Наля же превратилась в очень серьезную, хмурую и сосредоточенную девушку двадцати двух лет; музыка давно была позабыта, и Наля уже оканчивала престижный тогда институт электронной механики; помнится, математика ей давалась с трудом, и она часто приезжала к моему отцу за консультациями. Но мало того, что она осваивала столь суровую специальность,- у нее был столь же серьезный и правильный роман с однокурсником по имени Сережа, и они уже объявили себя женихом и невестой. Жених тоже был основателен; отец-рабочий умер – от запоя, как выяснилось позже; мать служила, как в одной из пьес Рощина, проводником в поезде Москва
– Владивосток, и во время ее длительных отлучек на старшем сыне лежала забота о скольких-то там младших сестрах и братьях; он был первым в роду, кто получал высшее образование и прямиком шел
“в люди”, и чувствовал груз ответственности; так что жениться ему необходимо было добротно, на порядочной девушке, Наля подходила по всем статьям, из образованных, умела играть на фортепьяно,- и решенная свадьба была отложена до защиты обоими дипломов; к тому ж была надежда на комнату Нели, давно пустующую, обещанную жилищными властями Щикачевым в случае расширения семейства,- пока ведь была только убыль.

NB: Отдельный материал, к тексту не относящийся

PR #2141, opened 2026-08-17
fix(spdi): refuse an N-unit repeat instead of emitting a run of Ns

### LINKED ISSUE #1975: spdi: an N-unit repeat emits a run of Ns, while the equally-undetermined ins<length> is refused
## Summary

`N` is a real `Base` enum variant and there is **no ambiguity guard anywhere on the SPDI path**. So a repeat whose unit is `N` now emits a run of `N`s as the SPDI insertion string, even though the input names a length rather than any bases.

Six such rows exist in the release-asset corpus: `insN[18]`, `delinsN[341]` (x2), `insN[1200]`, `insN[320]`, `delinsN[155]`.

## Why this is the same state as an input that is still declined

`N[341]` carries the **length**, not the bases. That is precisely the information content of `ins341`, which #1967 deliberately continues to decline. The two inputs are equally undetermined, and they now get different treatment: one is refused, the other produces 341 `N` characters in an SPDI `insertion` field.

A consumer storing read counts against an SPDI triple would be keying on a string that asserts 341 specific bases the input never specified.

## How it was found

A corpus scan during review of #1967 returned **9** bare exact-repeat inserts where the PR's trailer says **3**. The six-row difference is exactly this class. `apply_alphabet` only uppercases; grepping both `main` and the branch found no ambiguity guard on the path.

## Scope

**Not a blocker for #1967** — the sibling short-form arm already ships this behaviour on `main`, so the PR is not introducing the class, only widening the set of spellings that reach it.

What #1967's trailer does claim, and should not without qualification, is that *"genuinely undetermined still declines"*. That is true of `ins341` and false of `insN[341]`.

## The question to settle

Не изменилась лишь тетя Аня – не помолодела, конечно, но и не сдала. А поскольку забот у нее стало меньше, она при каждом удобном случае по-крестьянски повязывала косынку на седеющую голову, собирала какие-то котомки и отправлялась на огород,- она вот-вот должна была выйти на пенсию, и врожденная тяга к земле теперь все прочее перевешивала.